A managed agreement includes training hours to ensure that users have the resources they need to get the most from CRM, acquire new skills and unleash the potential of their CRM package.

Because CRM training hours are included in each managed agreement, users can quickly schedule additional tuition and consultancy advice without needing to apply for additional budget or raise a new purchase order.

Technical support

When users have a problem, they want answers right away. Ensure CRM technical support is always available via multiple sources and channels. Make it easy for users to connect with the right person and the right knowledge at the right time to answer their service needs.

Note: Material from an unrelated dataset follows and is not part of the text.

PR #4477, opened 2021-02-22
chat: blockquote spacing

jamesacklin:
Addresses the `blockquote` spacing inconsistency as outlined in [urbit/landscape#473](https://github.com/urbit/landscape/issues/473) and adds an even unit of padding to the last chat message in the window.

Running a help desk probably isn’t your organisation’s core competency, and your resources are best focused on revenue-generating tasks. An inclusive managed CRM support service alleviates the burden of technical help from your business, and ensures your employees get all the help they need. A CRM consultancy partner who offers managed services will ensure:

  • Your CRM system is running smoothly,
  • Users experience minimal downtime
  • All questions are answered and struggles addressed
  • Your CRM fulfils its potential

Because managed support has a bank of consultancy hours, CRM administrators and authorised users can quickly allocate these resources to deal with changes that go beyond routine technical support. This time is already held in your account so it can be immediately allocated for your CRM partner to complete these tasks. There’s no need to get approval or apply for more budget. This is an ideal solution to help organisations evolve their CRM package over time.

Make sure your CRM solution is future-proof, scalable, agile and flexible enough to keep pace and adjust to changing needs.

  • Seven of the top 10 Fortune 500 companies use Microsoft Dynamics 365
  • Dynamics 365 serves more than four million users and over 40,000 organisations
  • Dynamics 365 is deployed in more than 80 countries

– Source: Microsoft

“The requirement has changed. CRM is no longer meeting my needs.”

5. Review & implement change requests

As we’ve demonstrated, CRM projects don’t end when a new system is first implemented. They evolve over time in response to:

  • Changing business strategies
  • Shifts in operations
  • New opportunities
  • User requirements

The solution is to future-proof your investment. Your system should be scalable, agile and flexible enough to keep pace and adjust to meet changing needs. Even though an initially successful implementation of CRM can bring early payback, the initiative can still fall short of expectations if the system doesn’t adapt to change. Scalable CRM systems, like Dynamics 365, can easily:

  1. Add new functions
  2. Customise existing processes
  3. Integrate with other data sources

All of which lead to long-term ROI.

User adoption success

Using the above techniques will help you focus on lowering operational costs to ensure your CRM investment positively impacts your bottom line. These

practises also greatly improve user adoption. Working with our CRM partner, you can be confident that if they build it, your people will use it.

Don’t settle for “good enough”

If you have an existing CRM system that isn’t delivering the results you need, a professional consultancy firm can help you achieve much more. It’s important you have accessible, reliable and expert advice to help your CRM system run smoothly.

Our CRM partner can protect your investment by developing and enhancing your present platform. This may involve upgrading to a newer version so you benefit from new features, and customising the database so teams benefit from a wider breadth of CRM functions – for example you may want to configure automated processes and report across more business areas.

The right CRM system can deliver on goals such as: increased sales, better customer service and improved operating efficiency – but only if one key component is accomplished: user adoption.